WORK TASK:
All of the data that appears below is to be given again precisely as written.
MATERIAL PROVIDED Start Marker
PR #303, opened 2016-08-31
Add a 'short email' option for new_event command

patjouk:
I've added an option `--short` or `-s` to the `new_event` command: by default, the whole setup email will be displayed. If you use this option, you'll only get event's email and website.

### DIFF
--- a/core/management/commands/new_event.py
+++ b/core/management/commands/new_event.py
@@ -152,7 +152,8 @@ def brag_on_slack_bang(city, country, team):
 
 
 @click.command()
MATERIAL PROVIDED End Marker
YOUR SOLUTION:
PR #303, opened 2016-08-31
Add a 'short email' option for new_event command

patjouk:
I've added an option `--short` or `-s` to the `new_event` command: by default, the whole setup email will be displayed. If you use this option, you'll only get event's email and website.

### DIFF
--- a/core/management/commands/new_event.py
+++ b/core/management/commands/new_event.py
@@ -152,7 +152,8 @@ def brag_on_slack_bang(city, country, team):
 
 
 @click.command()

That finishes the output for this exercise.